Monday, March 24, 2014

The Rise and Fall of a Dream (otherwise known as The Almost Quarter-Life Crisis)



Let it be known that while I may have a flair for the dramatics, I'm also relatively self-aware. Self-aware enough to know that what I'm about to write may seem like I'm overdramatizing life. What I have to say to that is that I'm a natural-born worrier, someone who obsesses over whether or not she's living her life the "right" way, which of course is an abstract notion that only I can determine. But the fact that I am the only person who can figure that out is the problem. 

I have no idea what I want out of life anymore. And while I'm aware that it's a semi-frequent feeling for someone my age to have, it makes me extremely uncomfortable because I've generally always known what I thought I wanted. But let me back up a few steps to where my dissatisfaction lies.

I don't like Los Angeles. I hate it, in fact. There are a ton of wonderful, amazing things that this city has to offer, but I don't think this place is for me. Quite simply, I find it exhausting and stressful. I hate sitting in bumper-to-bumper traffic with cranky, miserable drivers. I can't stand the fact that everything you do here is a thing. I can't just run to the grocery store or Target to pick something up. There's pretty much always a roadblock, whether it be parking, traffic, or the number of people crawling everywhere. Every single day feels like Black Friday. 

I will also be the first to admit that I was under a fair amount of illusions about Hollywood. I grew up in front of the television and idealized a large portion of what I saw. I idolized people I had no business idolizing, actresses and actors that I don't know, who don't know me, and who are
 flawed, just like any other human. I'm grateful that my eyes have been opened - there's only so long you can live with idealized notions without doing yourself a disservice. But at the same time, my heart breaks with the knowledge. I always thought this was the place I was meant to be - with my people, my fellow TV lovers. A place where people wouldn't look at me with furrowed brows when I obsess over fantastic writing, character progression, or sinking fictional relationships.

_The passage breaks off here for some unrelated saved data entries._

PR #982, opened 2023-10-12
add support for URI metadata type

bradh:
The version 2 and 3 of the `infe` box has an `item_type` field that has special case meaning for values of `mime` and `uri `.

The box definition and parsing handles those cases, and the C API exposes the `content_type` that is present for the special case of `mime`.

This PR exposes the `item_uri_type` that is present for the special case of `uri `. This is used to indicate special metadata types for the GIMI profile.

The API and implementation for `heif_image_handle_get_metadata_item_uri_type()`  is essentially the same as `heif_image_handle_get_metadata_content_type()`.

This PR also makes use of that value (if present) in the heif_info example.


farindk:
Thank you

farindk:
What is a GIMI profile?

As I've mentioned earlier, I do have a flair for the dramatic. But I have no desire to surround myself with it. I've only gotten a taste of the television world, and I'm under the impression that it's actually relatively tame compared to what it could be, but it's enough for me to seriously take a step back and reevaluate. I've met a lot of really wonderful people here, but I've also met a few divas and a fair amount of people who feel entitled. And the ratio is not an ideal one.

I'm under no impression that I should have career satisfaction at 23, but I would at least like to feel like I'm contributing to
 something. I've been job hunting for a couple of months now as my current job winds down and summer hiatus rapidly approaches. I've lost count the number of resumes and cover letters I've submitted, but can easily keep track of the number of interviews I've had because the number is a big fat zero. I know that I'm smart and a hard-worker, but that doesn't mean anything here because there's always someone better. Or at least someone with a better resume or a better network pool. It's ironic how much of the city is built on ego when it makes it impossible to have one at all.

I am always writing, but I haven't touched a script in months. Not because I don't enjoy it or because I can't envision myself doing it for the rest of my life, but because I can't envision myself doing it
 here. And unfortunately, that seems to be the only real option, with a few rare exceptions. 

I think about moving home constantly. Not always with serious consideration, but it crosses my mind frequently. But then I think about how many people I would be letting down if I decided to pack it all up and go back home. The number of people who took a chance, loaned (re: gave) me money, or believed in me. Would I be letting them down if I decided it wasn't what I wanted? Wouldn't it all have been for...nothing?

I've always known that I didn't wanna be here forever. I can't imagine raising a family in a place like this. And if there's one thing I
 do know, it's that I want that for myself. But then I think, well, what's the acceptable amount of time for me to spend here before I can leave? At what point does everything I've done or everything other people have done for me to be here become worth it? Five years? Ten years? Three?

Maybe I'm asking for too much. Maybe the idea of both career and personal/family satisfaction is impossible. If I went home, I would certainly be surrounded by nearly everyone I love, but I don't know that I would be able to find an occupation there that I would truly be okay doing the rest of my life. A writer in Muncy, Pennsylvania? What would I do there, really? What would I do in
 Muncy? Because in all honesty, I'm not sure I would truly be content living the rest of my life there, either.

And then, too, I think well I have the
 rest of my life to move back home. Maybe I should go to Boston or New York or Chicago or try something else for awhile. 

I know I'm not supposed to have all the answers, but I'd like to at least have some direction, which is rapidly feeling like its slipping from my fingers. I'm confused and legitimately have no idea what I want anymore and have no idea how to figure it out.

When do you finally learn how to adult?